** Data to process follows **

Issue #6113, opened 2025-08-26
fn try_to_bool calls `__bool__` method instead of number slot boolean


youknowone:
## Summary

`fn try_to_bool` is expected to call `PyNumberSlots`'s boolean, but currently calling python `__bool__`

youknowone:
@YashSuthar983 How did this work when you tried 50cff20?

YashSuthar983:
@youknowone sorry i was out of town . I will let you know ,let me continue on this.

PR #6328, opened 2025-12-04
prefer nb_bool slot in try_to_bool instead of __bool__

YashSuthar983:
Fixed: #6113

## Summary by CodeRabbit

* **Chores**
  * Improved boolean evaluation performance by adding a faster internal path for boolean checks.
* **Bug Fixes**
  * Preserved and unified error behavior for invalid boolean/length results so type and value errors remain consistent.

### DIFF
--- a/crates/vm/src/builtins/bool.rs
+++ b/crates/vm/src/builtins/bool.rs
@@ -42,6 +42,7 @@ impl PyObjectRef {
         let rs_bool = if let Some(nb_bool) = self.class().slots.as_number.boolean.load() {
             nb_bool(self.as_object().to_number(), vm)?
         } else {
+            // TODO: Fully implement AsNumber and remove this block
             match vm.get_method(self.clone(), identifier!(vm, __bool__)) {
                 Some(method_or_err) => {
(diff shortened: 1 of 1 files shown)


crates/vm/src/builtins/bool.rs
```diff
@@ -39,39 +39,43 @@ impl PyObjectRef {
...
-                        bool_obj.class().name()
-                    )));
-                }
-
-                get_value(&bool_obj)
-            }
-            None => match vm.get_method(self, identifier!(vm, __len__)) {
+        let rs_bool = if let Some(nb_bool) = self.class().slots.as_number.boolean.load() {
+            nb_bool(self.as_object().to_number(), vm)?
+        } else {
```
youknowone, line 44:
```suggestion
        } else {
            // TODO: Fully implement AsNumber and remove this block
```

youknowone (approved):
Thank you!
In principle, if the Python method `__bool__` is defined, there must also be an `nb_bool`, so it seems there’s still some incorrect implementation left somewhere.

PR #6352, opened 2025-12-08
Fix os.remove

youknowone:
## Summary by CodeRabbit

* **Breaking Changes**
  * DirEntry and ScandirIterator objects can no longer be directly instantiated; they are now system-generated only.

* **Bug Fixes**
  * Improved detection and handling of Windows directory symlinks and junctions in file operations.

* **Refactor**
  * Consolidated Windows path string handling across modules for consistency and maintainability.

### DIFF
--- a/Lib/test/test_os.py
+++ b/Lib/test/test_os.py
@@ -736,7 +736,6 @@ class StatAttributeTests(unittest.TestCase):
             result.st_file_attributes & stat.FILE_ATTRIBUTE_DIRECTORY,
             stat.FILE_ATTRIBUTE_DIRECTORY)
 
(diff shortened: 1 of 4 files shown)


fanninpm:
Does this fix `support.rmtree()`? If so, we can likely re-enable `test_pathlib` on the Windows CI.

youknowone:
Good point. Unfortunately not yet, but it is about another error related to surrogate

fanninpm:
> Good point. Unfortunately not yet, but it is about another error related to surrogate

It would be a good idea to mention that in `.github/workflows/ci.yaml`.

PR #6370, opened 2025-12-09
Update CI workflow comment about test_pathlib 

youknowone:
## Release Notes

* **Chores**
  * Updated CI workflow documentation comments to reflect testing focus and improve clarity.


fanninpm (approved):
This is good as it currently stands; however, it would be better if we could fix the problem altogether.

youknowone:
Could anyone give a try? It is about wrong assumption about utf8 str when having surrogate.
Probably matter of time

PR #6375, opened 2025-12-09
[easy][minor] Freeze ruff libraries to the REV that the TAG points to.

slawlor:
Tags can move and be re-aliased to different revisions, and this actually freezes the rev (similar to how a published crate would) so that it only applies to this specific commit hash. (Tag release link: https://github.com/astral-sh/ruff/releases/tag/0.14.1)

This has caused some minor problems when vendoring sources where Ruff is used by other projects and is already pulled in by a rev, causing `cargo vendor` to crash.

Thanks for the awesome project!

## Summary by CodeRabbit

* **Chores**
  * Pinned four internal parsing/text dependencies to specific commit revisions (keeping the same source) to ensure reproducible builds and stability. No other dependencies or configuration changed; no public APIs or runtime behavior altered.

### DIFF
--- a/Cargo.lock
+++ b/Cargo.lock
@@ -2797,7 +2797,7 @@ dependencies = [
 [[package]]
 name = "ruff_python_ast"
 version = "0.0.0"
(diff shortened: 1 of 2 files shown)


youknowone:
Could you tell me what are you building with RustPython if you don't mind? Just in curiuos.

PR #6403, opened 2025-12-11
TypeData

youknowone:
## Summary by CodeRabbit

* **New Features**
  * Added a public per-type data API for heap-based types with thread-safe, typed attachments.
  * Added a helper to create dynamic array types with attached storage metadata.

* **Refactor**
  * C-types (array/struct/union/pointer/simple) now derive sizing, alignment, and element info from per-type metadata instead of per-instance fields, simplifying creation and multiplication behavior.

### DIFF
--- a/crates/vm/src/stdlib/ctypes.rs
+++ b/crates/vm/src/stdlib/ctypes.rs
@@ -389,37 +389,33 @@ pub(crate) mod _ctypes {
     /// Get the size of a ctypes type or instance
     #[pyfunction(name = "sizeof")]
     pub fn size_of(obj: PyObjectRef, vm: &VirtualMachine) -> PyResult<usize> {
-        use super::array::{PyCArray, PyCArrayType};
         use super::pointer::PyCPointer;
         use super::structure::{PyCStructType, PyCStructure};
-        use super::union::{PyCUnion, PyCUnionType};
+        use super::union::PyCUnionType;
+        use super::util::StgInfo;
+        use crate::builtins::PyType;
 
-        // 1. Instances with stg_info
-        if obj.fast_isinstance(PyCArray::static_type()) {
-            // Get stg_info from the type
-            if let Some(type_obj) = obj.class().as_object().downcast_ref::<PyCArrayType>() {
-                return Ok(type_obj.stg_info.size);
-            }
+        // 1. Check TypeDataSlot on class (for instances)
+        if let Some(stg_info) = obj.class().get_type_data::<StgInfo>() {
+            return Ok(stg_info.size);
         }
+
+        // 2. Check TypeDataSlot on type itself (for type objects)
+        if let Some(type_obj) = obj.downcast_ref::<PyType>()
+            && let Some(stg_info) = type_obj.get_type_data::<StgInfo>()
+        {
+            return Ok(stg_info.size);
+        }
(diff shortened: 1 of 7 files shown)


crates/vm/src/builtins/type.rs
```diff
@@ -32,7 +32,121 @@ use crate::{
...
+    ops::Deref,
+    pin::Pin,
+    ptr::NonNull,
+};
+
+/// Type-erased storage for extension module data attached to heap types.
+pub struct TypeDataSlot {
+    // PyObject_GetTypeData
+    type_id: TypeId,
+    data: Box<dyn Any + Send + Sync>,
```
ShaharNaveh: Hmmm, does it need to be `dyn`? I'd rather have it like:
```rust

struct TypeDataSlot<T> {
  ...
data: Box<T>,
}

impl<T> TypeDataSlot<T> 
where T: Any + Send + Sync {
   ...
}
```

crates/vm/src/builtins/type.rs
```diff
@@ -32,7 +32,121 @@ use crate::{
...
+        }
+    }
+}
+
+impl<T: Any + 'static> std::ops::Deref for TypeDataRef<'_, T> {
+    type Target = T;
+
+    fn deref(&self) -> &Self::Target {
+        // SAFETY: try_new already verified the type matches
+        self.guard.as_ref().unwrap().get::<T>().unwrap()
```
ShaharNaveh: Because `try_new` already validated it, we can use `unwrap_unchecked ` right?

crates/vm/src/builtins/type.rs
```diff
@@ -32,7 +32,121 @@ use crate::{
...
+        }
+    }
+}
+
+impl<T: Any + 'static> std::ops::Deref for TypeDataRefMut<'_, T> {
+    type Target = T;
+
+    fn deref(&self) -> &Self::Target {
+        // SAFETY: try_new already verified the type matches
+        self.guard.as_ref().unwrap().get::<T>().unwrap()
```
ShaharNaveh: same

crates/vm/src/builtins/type.rs
```diff
@@ -32,7 +32,121 @@ use crate::{
...
+    }
+}
+
+impl<T: Any + 'static> std::ops::DerefMut for TypeDataRefMut<'_, T> {
+    fn deref_mut(&mut self) -> &mut Self::Target {
+        // SAFETY: try_new already verified the type matches
+        self.guard.as_mut().unwrap().get_mut::<T>().unwrap()
```
ShaharNaveh: same

crates/vm/src/builtins/type.rs
youknowone: If TypeDataSlot<T> is a generic type, how does it be saved in HeapTypeExt?

ShaharNaveh: > If TypeDataSlot is a generic type, how does it be saved in HeapTypeExt?

Good point, somehow missed that tiny detail :facepalm:

crates/vm/src/builtins/type.rs
youknowone: Good catch! I removed Option from here

PR #6400, opened 2025-12-11
Faulthandler

youknowone:
## Summary by CodeRabbit

* **New Features**
  * Enhanced cross-platform fault handler with richer crash diagnostics and user-facing controls (enable/disable, query status).
  * Stack-trace dumping improvements, including scheduled (timeout-based) dumps, cancellation, and per-signal configurable behavior.

* **Behavior**
  * Error/report labeling changed from "<stdin>" to "<string>" for command-run outputs.

* **Chores**
  * Added Windows diagnostic dependency to support improved Windows crash handling.

<sub>✏️ Tip: You can customize this high-level summary in your review settings.</sub>

PR #6406, opened 2025-12-11
Faulthandler

youknowone:
## Summary by CodeRabbit

* **New Features**
  * Added faulthandler feature for diagnostic output on fatal errors
  * Multiple activation methods: use `-X faulthandler` command-line flag, set `PYTHONFAULTHANDLER` environment variable, or automatic activation in development mode

### DIFF
--- a/crates/stdlib/src/faulthandler.rs
+++ b/crates/stdlib/src/faulthandler.rs
@@ -9,7 +9,7 @@ mod decl {
     };
     #[cfg(any(unix, windows))]
     use rustpython_common::os::{get_errno, set_errno};
-    use std::sync::atomic::{AtomicBool, AtomicI32, AtomicUsize, Ordering};
+    use std::sync::atomic::{AtomicBool, AtomicI32, Ordering};
     use std::sync::{Arc, Condvar, Mutex};
     use std::thread;
     use std::time::Duration;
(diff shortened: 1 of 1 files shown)


crates/stdlib/src/faulthandler.rs
```diff
@@ -6,13 +6,114 @@ mod decl {
...
+            name: "Aborted",
+            previous: 0,
+        },
+        FaultHandler {
+            signum: libc::SIGSEGV,
+            enabled: false,
+            name: "Segmentation fault",
+            previous: 0,
+        },
+    ];
```
fanninpm, line 78: When I was workshopping this on my own, prior to #6400, I came up with something similar to this, finding out from the `libc` repository that `SIGILL` does exist on Windows. Would this work?

```suggestion
    // CPython uses static arrays for signal handlers which requires mutable static access.
    // This is safe because:
    // 1. Signal handlers run in a single-threaded context (from the OS perspective)
    // 2. FAULTHANDLER_HANDLERS is only modified during enable/disable operations
    // 3. This matches CPython's faulthandler.c implementation
    #[allow(static_mut_refs)]
    static mut FAULTHANDLER_HANDLERS: [FaultHandler; if cfg!(unix) {5} else {4}] = unsafe {
        [
            #[cfg(unix)]
            FaultHandler {
                signum: libc::SIGBUS,
                enabled: false,
                name: "Bus error",
                previous: std::mem::zeroed(),
            },
            FaultHandler {
                signum: libc::SIGILL,
                enabled: false,
                name: "Illegal instruction",
                previous: std::mem::zeroed(),
            },
            FaultHandler {
                signum: libc::SIGFPE,
                enabled: false,
                name: "Floating-point exception",
                previous: std::mem::zeroed(),
            },
            FaultHandler {
                signum: libc::SIGABRT,
                enabled: false,
                name: "Aborted",
                previous: std::mem::zeroed(),
            },
            FaultHandler {
                signum: libc::SIGSEGV,
                enabled: false,
                name: "Segmentation fault",
                previous: std::mem::zeroed(),
            },
        ]
    };

    /// faulthandler_handlers[]
    /// Number of fatal signals
    const FAULTHANDLER_NSIGNALS: usize = FAULTHANDLER_HANDLERS.len();
```

You might also want a `FaultHandler::default()` implementation to same some repetition in the future.

youknowone: Thanks! applied it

** End of Data to process **

What the task requires
Exactly how many lines in the listing above hold the string "crash"? State the number by itself.

Result of this task
3